The Trump administration has not yet acknowledged that tariffs will harm U.S. automakers. But on Tuesday, it seems that the acknowledgement of the removal of the tariffs would help them. The president said in a order signed on Tuesday that the changes will help reduce the industry's reliance on foreign manufacturing and encourage companies to expand their domestic production.

Over the past year, the government will provide automakers with exemptions from their auto parts tariffs, accounting for 15% of the manufacturer's recommended retail price for cars. This will drop to 10% in the second year and then be eliminated in the third year.

Automakers assembled cars in the U.S. will be able to apply for so-called offsets by submitting documents to the government regarding their estimated import and tariff costs.

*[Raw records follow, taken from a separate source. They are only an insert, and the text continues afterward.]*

PR #891, opened 2020-10-10
Provide a user setting to set default vmArgs

### LINKED ISSUE #220: Provide a way to set default vmArgs
It's nice that I can set "vmArgs" in a launch configuration, but it's tedious to have to type it again and again for each project I start, and each launcher I create. Some way to set the defaults (and view it in case I want to change it) would be good.

### LINKED ISSUE #876: Add setting to enable asserts.
Currently when I run the debugger, my asserts are not being triggered.

It would be nice if there was a way I could turn on asserts, potentially in an extension setting or something.

testforstephen:
Close #220
Close #876

### DIFF
--- a/package.json
+++ b/package.json
@@ -730,6 +730,11 @@
           "description": "%java.debugger.configuration.jdwp.requestTimeout.description%",
           "default": 3000,
           "minimum": 100
+        },
+        "java.debug.settings.vmArgs": {
+          "type": "string",
+          "description": "%java.debugger.configuration.vmArgs.description%",
+          "default": ""
         }
       }
     }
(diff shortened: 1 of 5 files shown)


package.json
```diff
@@ -730,6 +730,11 @@
           "description": "%java.debugger.configuration.jdwp.requestTimeout.description%",
           "default": 3000,
           "minimum": 100
+        },
+        "java.debug.settings.vmArgs": {
```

Mr. Trump detailed the new rules in his second execution order, which would exempt companies that pay other taxes to certain tariffs. The president said that when one import imposes multiple tariffs, the tariffs should not be “each” because the tariffs incurred are higher than necessary.

The order said automakers paid a 25% tax rate to bring in cars and auto parts, which would not be subject to Mr. Trump's tariffs on steel and aluminum or imports from Canada and Mexico.

The order says products subject to tariffs on imports from Canada and Mexico will no longer be subject to tariffs on steel and aluminum. But it said goods that charge tariffs on steel content will still be tariffed on any aluminum content.

All projects will still be charged with other duties, including tariffs imposed by Mr. Trump on China, as well as trade violations such as dumping and unfair subsidies.

The latest rules also allow exemptions for parts imported from Canada and Mexico that are in line with the treaty Trump negotiated during his first term. Both countries are major suppliers to the U.S. automotive industry.

Lenny Larocca, a U.S. auto industry leader in KPMG, said the waiver will be purchased for a while. “It gives them some time to plan their strategy,” he said.

But automakers and suppliers say there is not enough time for two years to reorganize their manufacturing operations. Even if they do, they won't be able to make many parts as cheaply as elsewhere, which will result in higher prices.

Even cars produced in the United States usually use much more parts than the exemption covers. Most cars also contain components from Japan, South Korea or China, which will be affected by tariffs.

“Today's relief doesn't solve the long-term challenges,” analysts at Bernstein said in a report Tuesday. “As the economic momentum fades, U.S. car prices are rising.”

Nonetheless, auto executives expressed gratitude to Trump for at least addressing some of their concerns. Mary T., CEO of GM.

“The president’s leadership is helping the competitive environment for companies like General Motors and allowing us to invest more in the U.S. economy,” she said.

“Stellantis thanks President Trump for the decision of tariff remedies,” said John Elkann, chairman of the company that owns Dodge, Jeep, Ram and Chrysler, in a statement. “While we further evaluate the impact of tariff policies on North American operations, we look forward to continuing to work with the U.S. government to enhance the competitive U.S. auto industry and stimulate exports.”

Executives also hinted that they hope that continuing talks with government officials would lead to further concessions. “We will continue to work closely with the administration to support the president's vision for a healthy and growing automotive industry in the United States,” Ford CEO Jim Farley said in a statement.

The waiver appears to be designed in part by Mr. Lutnik, who has played a role in profit waiver for certain industries in recent months. In a statement Monday, he said the deal “has a significant victory for the president’s trade policy” and said it would “provide a runway to manufacturers expressing their commitment to U.S. investment.”

Veronique de Rugy, a senior fellow at the Mercatus Center, called the move a “shakedown” of the Trump administration, saying it had put pain on automakers and then demanded their commitment to investment.

“Trump's tariffs have caused a crisis for automakers and now the administration is providing partial relief,” she said.

Neal E. Boudette and Tony Romm Contribution report.